Federal Rule of Civil Procedure 15(a) dictates that leave to amend a pleading "shall be given whenever justice so requires," see Sanders v. Venture Stores, Inc., 56 F.3d 771, 773 (7th Cir. 1995); and, indeed, the rule expressly grants a plaintiff one opportunity to amend her complaint as a matter of course before a responsive pleading is served.

Camp v. Gregory, 67 F.3d 1286, 1289 (7th Cir. 1995). However, the Court's local rule requires that

[a]mended pleadings and supplemental pleadings shall contain all allegations which a party intends to pursue. All new material in the amended pleadings shall be underlined. The original of the amended pleading shall be attached to the motion to amend the pleading so that it may be filed if the motion to amend is granted.
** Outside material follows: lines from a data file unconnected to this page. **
Issue #220, opened 2018-05-16
Multiple Monaco editor dependencies


ollelauribostrom:
There are currently two Monaco Editor dependencies. One is located in lib/monaco-editor and one is listed in package.json. These two are identical when it comes to the versions, so we could try to remove one of them.

In my opinion it would probably be easiest to manage the Monaco Editor dependency if sticking to the one installed from npm. To do this, Webpack must be configured to load the editor as described in ["Integrating the ESM version of the Monaco Editor"](https://github.com/Microsoft/monaco-editor/blob/HEAD/docs/integrate-esm.md).

Any thoughts?

yurydelendik:
@mbebenita mentioned that he did some cosmetic modifications to the files

ollelauribostrom:
I've experimented a bit with this in #221. Looks like it could be doable since the Monaco Editor distributed at npm now includes the components TreeView, ContextMenuService, ContextViewService, TreeDefaults and Action that are used in monaco-utils.ts.

mbebenita:
Great, then it's definitely the right way to go.

yurydelendik:
Closed by #221

PR #221, opened 2018-05-17
Removing lib/monaco-editor dependency

ollelauribostrom:
Associated Issue: #220

### Summary of Changes
* Removed the lib/monaco-editor dependency
* Updated the webpack config to load the monaco editor from node_modules instead

### Todo
- [x] ~~Fix issue with the context menu~~ (Fixed by supplying a logService when constructing MonacoUtils.ContextViewService in DirectoryTree.tsx and Problems.tsx)
- [x] ~~Fix issue in taskRunner.ts (Occurs on build/run)~~ (Fixed by adding require.js)
- [x]  ~~Fix failing tests (Modify the monaco-editor mock)~~
- [x] ~~Investigate line 45 in src/utils/registerLanguages.ts (Commented out to make this run)~~ (Fixed by adding `Wat.HoverProvider as any`)
- [x] ~~Investigate line 198 in src/stores/AppStore.ts (Removed identifier to make this run)~~ ([API change](https://microsoft.github.io/monaco-editor/api/interfaces/monaco.editor.iidentifiedsingleeditoperation.html))
- [x] ~~Investigate bundle sizes~~


yurydelendik:
The loading via `await import` looks like working, just producing lots of bundles and takes longer to compile. Can we use top-module-imports for monaco inside single file that will be async-imported be src/monaco-utils.ts to avoid bundle pollution?

I'm also wondering why worker is trying to import react stuff. Do we have some cyclic dependency so we pull a world into the worker?

ollelauribostrom:
Also noticed this, will investigate further @yurydelendik

ollelauribostrom:
Modified the webpack config a bit, resulting in a single monaco-editor.bundle.js (1.34mb Gzipped size) according to the Webpack Bundle Analyzer.

ollelauribostrom:
@yurydelendik 

This now looks like this:

skarmavbild 2018-05-24 kl 11 19 37

And the process is basically:
1. Import the editor chunk
2. Register the theme
3. Render the App component
4. Import the languages chunk
5. Register the languages

https://github.com/ollelauribostrom/WebAssemblyStudio/blob/feb0093f8ad9b390db27e78a8e539faba2c1559f/src/index.tsx#L107

yurydelendik:
Nice! Thank you for the patch.

PR #222, opened 2018-05-18
hello_world_rust: fix README.md

srenatus:
It said main.rs, where it should say lib.rs to be accurate.

Trivial, so please bear with me in foregoing the PR template 😃

### DIFF
--- a/templates/hello_world_rust/README.md
+++ b/templates/hello_world_rust/README.md
@@ -9,7 +9,7 @@ bundler so you can poke around all the raw output!
 
 Some files you may be interested in are:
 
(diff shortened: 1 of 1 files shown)


srenatus:
> Another idea (without at all being familiar with any naming conventions in the rust community) could be to just rename lib.rs to main.rs

I'm only vaguely familiar with those conventions myself, but I think `main.rs` is commonly used for binaries, whereas `lib.rs` is the filename of choice for libraries. So, in this case, I think `lib.rs` is preferable.

yurydelendik:
Thank you for the patch.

Local Rule 15.1; see FED.R.CIV.P. 15.

Plaintiff's submission does not conform to the local rule. Consequently, the motion to amend (Doc. 11) is DENIED.

Plaintiff is granted thirty (30) days to file one, single amended complaint in compliance with the local rule. He must file a motion for leave to amend and include with that motion an amended complaint that contains all claims against all defendants. Plaintiff is ADVISED, that even though pro se complaints are liberally construed by the Court, see Haines v. Kerner, 404 U.S. 519, 520-21 (1972), Fed. R. Civ. P. 8 requires that a plaintiff plead enough facts to put defendants on notice of the claims against them so that defendants can properly answer the complaint. Hoskins v. Poelstra, 320 F.3d 761, 764 (7th Cir. 2003) (a "short and plain" statement of the claim suffices under Rule 8 if it notifies the defendant of the principal events upon which the claims are based); Brokaw v. Mercer County, 235 F.3d 1000, 1024 (7th Cir. 2000) ("notice pleading requires the plaintiff to allege just enough to put the defendant on notice of facts providing a right to recovery").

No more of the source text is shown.